Exercise data |
PR #337, opened 2017-11-28
Exposing Change Feed options on Trigger

ealsur:
This change exposes a number of Change Feed Host options to the `CosmosDBTrigger`:

- Lease Preffix: This is used when the user wants to share the Lease collection among several Triggers and reduces operational costs.
- Polling intervals: Exposing different interval options that allow the user to customize the frequency on which the Trigger will check for changes and other time-related features.

Additionally, `UserAgentSuffix` was added to the `DocumentClient` initializations in the trigger to identify traffic coming from the Trigger in the account's analytics.

PR #349, opened 2017-12-13
Add "HaltOnError" attribute to CosmosDBTrigger

nkinnan:
This allows consumers to do reliable processing of change notifications without the possibility of dropping/losing a notification due to, for example, a temporary network issue or downstream dependency failure.

Default value preserves existing behavior.


nkinnan:
A couple tests are failing on the continuous integration build, but they are from different components.  I get even more test failures running them locally, so this seems like a maintenance thing unrelated to my change.

paulbatum:
If the local test failures are repeatable then it likely means that you dont have all the dependencies set up correctly (understandable, there are quite a few of them).

I looked at the test failures on the app veyor build for your PR and I can confirm that we have an issue where the infrastructure is running more tests than expected (we don't want to automatically run tests that require connection strings for PRs). Fixing this is tracked by:
https://github.com/Azure/azure-webjobs-sdk/issues/1340

When we are further along in review, we can tag this PR to run with full CI and then these failures should not be present.

src/WebJobs.Extensions.CosmosDB/Trigger/CosmosDBTriggerObserver.cs
```diff
@@ -40,7 +42,18 @@ public Task OpenAsync(ChangeFeedObserverContext context)
...
+            // Not sure why these methods aren't declared with the "async" keyword, but wrapping this logic in a task taking an async 
+            // lambda so I can use it properly and avoid blocking with a Task.Wait() or Task.Result() call.
+            return Task.Run(async () =>
+            {
+                var result = await this.executor.TryExecuteAsync(new TriggeredFunctionData() { TriggerValue = docs }, CancellationToken.None);
+
+                if (!result.Succeeded && this.haltOnFailure == true)
+                {
+                    // unfortunate that we can't re-throw and preserve stack trace here
+                    throw result.Exception;
```
brettsam: Rather than throwing, can we swap to doing the checkpointing manually here, based on this `haltOnFailure`? Could we provide more control that way?

@ealsur -- you probably know more about what's possible here...

src/WebJobs.Extensions.CosmosDB/Trigger/CosmosDBTriggerAttribute.cs
```diff
@@ -89,5 +89,17 @@ public CosmosDBTriggerAttribute(string databaseName, string collectionName)
...
+        /// Optional, defaults to false.
+        /// If false, any exception thrown by the function will be ignored and the checkpoint updated.
+        /// If true, throwing an exception from the function will cause the Feed Processor not to checkpoint. Processing will be halted for the 
+        /// current partition for a brief time and then any notifications since the last checkpoint will be re-delivered.
+        /// If set to true, the function should implement its own any poison document handling to prevent an un-processable notification from 
+        /// permanently halting processing of the partition and potentially running up execution costs; this flag is meant to enable guaranteed
+        /// processing of every notification, even in case of a temporary "downstream dependency failure" preventing the function from completing
+        /// successfully.
+        /// </summary>
+        public bool HaltOnFailure { get; set; } = false;
```
brettsam: This is more of a `RetryOnFailure`, isn't it?

src/WebJobs.Extensions.CosmosDB/Trigger/CosmosDBTriggerObserver.cs
brettsam: For example, could we do any of these things?:
- Set a max retry for a document (is there any tracking for that?)
- Set some retry delay (is there a way to 'pause' the change feed?)

brettsam: More questions :-)
- This will restart the observer -- but how long will it wait to restart? A few seconds? Minutes? Is it configurable?
- I'm assuming the entire batch is retried? So if some were successfully processed, those will be sent again as well?

ealsur:
I added one comment, but I would really like @paulbatum's point of view regarding this change. The code itself is correct, but is the effect that concerns me.

src/WebJobs.Extensions.CosmosDB/Trigger/CosmosDBTriggerAttribute.cs
nkinnan: The naming was suggested by Matias due to the underlying behavior of the change feed processing library.  Its technically correct, but for a public API, "RetryOnFailure" may be more easily understood.

src/WebJobs.Extensions.CosmosDB/Trigger/CosmosDBTriggerObserver.cs
nkinnan: Comments on 1)  This is desired behavior for customers who require reliable processing, but I agree it should be documented well enough for them to understand the implications.  I've tried to make the comments on the attribute very descriptive, but MSDN/etc should also be updated.  Dead lettering would be a possible alternative for some but not all situations.  For example, in our production system in which failure to process is an issue that require immediate attention, I set retry count to infinite on our QueueAttributes.  A dead-lettered notification/queue item means dropped customer data and downstream failures.  Additionally, in this case, we require in-order processing as well, so we can't just check the dead letter queue periodically.  I can see it being a valid solution for other use cases though.

Comments on 2)  Suspect this new observer will be created based on lease expiry time.  The "gotcha" about "first run / no checkpoint was ever created" I believe is a general issue with the change feed library and something I've actually hit in real-life using that library directly!  My account has 24 partitions, and for a long time I couldn't figure out why some notifications may be lost if I simply shut down the web job, updated some documents, and restarted the web job.  The notifications that went to a partition that was never checkpointed just got dropped!  Understanding that this is because the checkpoint is in the form of a continuation token from DocDB it finally made sense, but was quite confusing at first.  I'm considering submitting separate feedback on this as its a problem that is not specific to CosmosDBTrigger.

Yes, it does require the function to be idempotent and have the ability to process replays of sequences instead of individual notifications.  This could be fixed by setting max batch size to 1 and checkpoint-every to 1 as well, at the cost of performance.  I don't believe these change feed processor settings are currently exposed by CosmosDBTrigger.

nkinnan: (the "max batch size" and "checkpoint-every" settings I referred to are in ChangeFeedHostOptions.CheckpointFrequency)

paulbatum: I agree with the concerns around infinite loops and would prefer a design along the lines of what Brett eluded to with x retries and y back off. It is already the case that customers have to be aware they are getting an "at least once" guarantee and that they need to write their code to allow for the possibility of retries so I'm not that concerned about a design that makes retries more frequent.

Can we talk more about how straightforward it would be to implement "retry x times with y back off"? I don't know the code well enough to understand whether this is something we can easily do purely within functions or if we need functionality from the change feed processor.

nkinnan: Are you suggesting "before propagating the throw back to the change feed processor library and thus causing it not to checkpoint, do a couple retries under the attribute's control while holding onto the partition lock"?  I almost implemented that as part of the change, it was only a couple more lines, but given that retry will happen anyway, didn't consider it important and didn't want to confuse the pull request.  I'm curious about your thoughts here and what concerns you have that "attribute controlled retries" would resolve?  

In my situation, the most common case would be, for example, a Cosmos outage that could last from a few minutes to a few hours and I'd prefer to halt processing /ordered/ notifications until it's back up.  Or a similar issue surrounding a Splunk dependency.  (For me, in each case the write action is effectively idempotent, and even a series of retried writes would be idempotent.)

ealsur: @nkinnan Max Batch Size is coming as a new attribute too among other things, working on it here https://github.com/Azure/azure-webjobs-sdk-extensions/pull/337

nkinnan:
I have added a local retry strategy as requested.  It uses the Microsoft EnterpriseLibrary and is fully user configurable.

src/WebJobs.Extensions.CosmosDB/Trigger/CosmosDBTriggerObserver.cs
paulbatum: lets move this conversation out of the inline comments and into the main PR comments because they are hidden by github automatically as the code is updated.

paulbatum:
Haven't looked too closely yet but I should mention that we really want to avoid taking on new dependencies. Its a complicated topic but at a high level, the more dependencies we have, the more chance we have of conflicting with the dependencies our users have.

Moving some inline conversation to the main PR conversation - earlier I wrote:

> I agree with the concerns around infinite loops and would prefer a design along the lines of what Brett eluded to with x retries and y back off. It is already the case that customers have to be aware they are getting an "at least once" guarantee and that they need to write their code to allow for the possibility of retries so I'm not that concerned about a design that makes retries more frequent.
> 
> Can we talk more about how straightforward it would be to implement "retry x times with y back off"? I don't know the code well enough to understand whether this is something we can easily do purely within functions or if we need functionality from the change feed processor.

@nkinnan wrote:

> Are you suggesting "before propagating the throw back to the change feed processor library and thus causing it not to checkpoint, do a couple retries under the attribute's control while holding onto the partition lock"? I almost implemented that as part of the change, it was only a couple more lines, but given that retry will happen anyway, didn't consider it important and didn't want to confuse the pull request. I'm curious about your thoughts here and what concerns you have that "attribute controlled retries" would resolve?
> 
> In my situation, the most common case would be, for example, a Cosmos outage that could last from a few minutes to a few hours and I'd prefer to halt processing /ordered/ notifications until it's back up. Or a similar issue surrounding a Splunk dependency. (For me, in each case the write action is effectively idempotent, and even a series of retried writes would be idempotent.)

Its possible I have misunderstood some fundamentals about how this works, so lets try to clear that up first. I have been relying on my knowledge of how Event Hubs processing works in functions to reason about the change feed processor and that might have lead me astray.

When you write an Event Hub triggered function, a checkpoint will occur regardless of whether the function completed succesfully or not. The reason for this is that we don't want to allow one bad message that consistently results in an exception to cause processing of the event stream to stop (or more accurately: infinitely retry the same batch over and over). 

The comment _before propagating the throw back to the change feed processor library and thus causing it not to checkpoint_ is confusing me. If we allow this to happen, then doesn't that create the above problem?

nkinnan:
Yes, in fact that's the entire point of this PR, to allow that "block" to happen, preventing checkpointing if the function throws, and ensure that if Cosmos or Splunk (or any other dependencies that I'm talking to in the function) are down, I can always get re-delivery until I successfully propagate the notification to all of them.  Having the notifications not be reliable makes this trigger currently useless to me, forcing me to go directly to the change feed processor (where I do propagate the exception up) in order to be able to get that kind of reliability.  

Which is in fact what I have done since I couldn't wait for this PR to go through.  I'm just trying to contribute this so that I can move to a Function instead in the future, instead of having to deal with a WebJob and directly accessing the change feed processor.

The issue isn't a poison message, its transient errors due to downstream dependencies.  The XML comments on the "RetryOnFailure" explicitly warn about poison message handling though.  Its a tradeoff the user has to make for themselves: A) turn RetryOnFailure on to ensure transient failures do not cause data loss while implementing my own poison logic if necessary B) drop notifications due to transient failures.

I thought you were asking for "local retries on top of that".  I suppose if the attribute consumer is asking for infinite retries, there's no need to propagate the exception into the change feed processor (which would never happen anyway with infinite retries...) and if the service goes down or is redeployed the checkpoint still wouldn't be written.  That would basically just be removing the RetryOnFailure attribute but leaving the RetryStrategy attribute.

Understood about the dependencies concern.  I was simply trying to use a standard Microsoft created and published retry library.  If you'd prefer that I duplicate this functionality by basically copying the classes into the WebJobs namespace (like AzureStorage and others have done in order to support the exact same functionality, everyone's implementation "looks identical" but in a different namespace) then I'd be happy to do so.

ealsur:
@nkinnan I tested what might happen when an exception is thrown and I could verify that indeed, the internal Processor would retry the batch again, if the throw happens again, it would do it again and again. Like you said, this makes it so there is a guarantee processing order, but it does have drawbacks.

@paulbatum wrote:

> When you write an Event Hub triggered function, a checkpoint will occur regardless of whether the function completed succesfully or not. The reason for this is that we don't want to allow one bad message that consistently results in an exception to cause processing of the event stream to stop (or more accurately: infinitely retry the same batch over and over).

That is exactly the same behavior for the Cosmos DB trigger right now, just in case there was confusion 😄 

@nkinnan's change aims at allowing the user to actively say "I want the checkpoint not to happen" and so the batch of messages/changes would be retried. It is true and I also stated it, that it can lead to infinite loops / unexpected billing (in consumption mode) and double processing of documents, and this would require a detailed documentation (maybe it's something we can add on the Functions UI docs we already have for each attribute). 

@nkinnan, I think that our concern regarding infinite loops and the other collateral effects is related to customer problems and support that might come from the accidental or misuse of this feature, while it is a good addition, we have to evaluate the side effects and future issues it might have.

Regarding dependencies, adding to what @paulbatum said, we are shipping the Cosmos DB Trigger in a Net Standard 2.0 environment, so any dependency has also to be Net Standard 2.0 compliant.

paulbatum:
OK cool, I think most of my confusion is cleared up. When I suggested earlier in the thread to use a retry strategy with some amount of backoff, that was **instead of** the "halt" behavior (not in addition). So I agree with all of this:

@nkinnan wrote:

>  I suppose if the attribute consumer is asking for infinite retries, there's no need to propagate the exception into the change feed processor (which would never happen anyway with infinite retries...) and if the service goes down or is redeployed the checkpoint still wouldn't be written. That would basically just be removing the RetryOnFailure attribute but leaving the RetryStrategy attribute.

This allows for a user who really knows what they are doing to set the retry count to something huge and get the behavior you were looking for, but avoids the problem of having a feature that can be simply turned on and result in incredibly large bills.

As for what code should be used to achieve the retry behavior, it would be best for @brettsam to weigh in as he's had to do this before.

nkinnan:
Glad we're all on the same page now!  To sum up, in terms of having a RetryStrategy attribute, plus the ability to specify an "infinite retries" strategy:
* This is not something the user could do by accident and thus not a concern for you in terms of accidental billing - they didn't flip a bit, they literally specified "infinite retries" manually
* Does not throw back to the change feed processor (since its infinite retries) - not really a concern, but just for the record
* Checkpoint still would not be written until the change was successfully processed (even in case of machine cycle or function redeployment) meaning absolutely 100% guaranteed I'll never drop a notification
* Any retries, even in case of service restart or function deployment causing checkpoint loss, would still be in-order, even if it causes a sequence to be replayed (if checkpoint-every isn't 1)

This design seems to address all your concerns, and still allows me to get what I want.  In fact I like this design better in hindsight so I'm glad we hashed it out!

I'll go ahead and update the PR to implement it that way instead, and remove the "RetryOnFailure" attribute.

Last concern is simply dependencies.  For the sake of simplicity, I'll just "duplicate" the classes into the WebJobs namespace.  Other Azure libs do the same thing with RetryStrategy and probably for the same reason.  If @brettsam prefers a different design, I can do another iteration.  Its unfortunate to have to duplicate, but I understand the concern.

brettsam:
A couple of general comments:
- There's some great value here and we'd like to get it in. However, we're approaching the holidays (most of the team is already OOF -- and I only have one more day in the office) -- so this won't be merged until the new year. But I'll give you some review comments that you can work on in the meantime.
- As an FYI -- this is going into our `dev` branch, which targets Functions v2, currently out in Preview. The good news is that this makes it much easier to approve as we have some time before GA to reason through fine-tune the behavior. We'd also likely take this logic and generalize it to work with Event Hubs (and maybe Queues). This does mean that it won't show up in the currently GA'd Functions release -- we're tougher on new features there.
- We should avoid the added dependency, if possible. Keeping our dependency count low makes everything nicer. If someone is writing a Function and wants a newer version of this library, we end up seeing conflicts. And auto-upgrading everyone can lead to other kinds of breaks. So, if it's possible to copy this code locally and use it internally, that would be best. It also allows us to tweak it into a more general (and perhaps simpler) `WebJobsRetryPolicy` in the future.
- It'd be great to have some end-to-end tests that target a real CosmosDB service to make sure this works as we expect. Unfortunately, our dev repo is in a state where a lot of the end-to-end tests aren't running at the moment due to the .NET core update. We want to get those back online as one of the first things we do in the new year. But it does mean that I don't have a pointer to where or how you can write some of these tests. Ideally we'd add a few simple CosmosDBTrigger end-to-end tests in this repo that targeted a real service (I don't think mocking the `ChangeFeedProcessor` would give us the confidence we'd need in the behavior, but @ealsur can weigh in on that). Either @ealsur or I should be able to help with that -- but again it may be a couple of weeks.

I'm going to make a couple more comments in the code...

src/WebJobs.Extensions.CosmosDB/Trigger/CosmosDBTriggerAttribute.cs
```diff
@@ -89,5 +90,26 @@ public CosmosDBTriggerAttribute(string databaseName, string collectionName)
...
+        /// </summary>
+        public bool RetryOnFailure { get; set; } = false;
+
+        /// <summary>
+        /// Optional, defaults to Incremental.DefaultExponential
+        /// This setting takes effect when RetryOnFailure is set to true (it defaults to false) and controls the local 
+        /// retry strategy used before abandoning the checkpoint.  
+        /// For an example of a custom retry strategy, see https://msdn.microsoft.com/en-us/library/hh680943(v=pandp.50).aspx
+        /// </summary>
+        public RetryStrategy RetryStrategy { get; set; } = Incremental.DefaultExponential;
```
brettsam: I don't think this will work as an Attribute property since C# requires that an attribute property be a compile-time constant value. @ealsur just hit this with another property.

How to complete this task | Please retype, with no changes, the lines that run from the first line of the entries to the line with "- Lease Preffix: This", both ends included.

Task response |
PR #337, opened 2017-11-28
Exposing Change Feed options on Trigger

ealsur:
This change exposes a number of Change Feed Host options to the `CosmosDBTrigger`:

- Lease Preffix: This is used when the user wants to share the Lease collection among several Triggers and reduces operational costs.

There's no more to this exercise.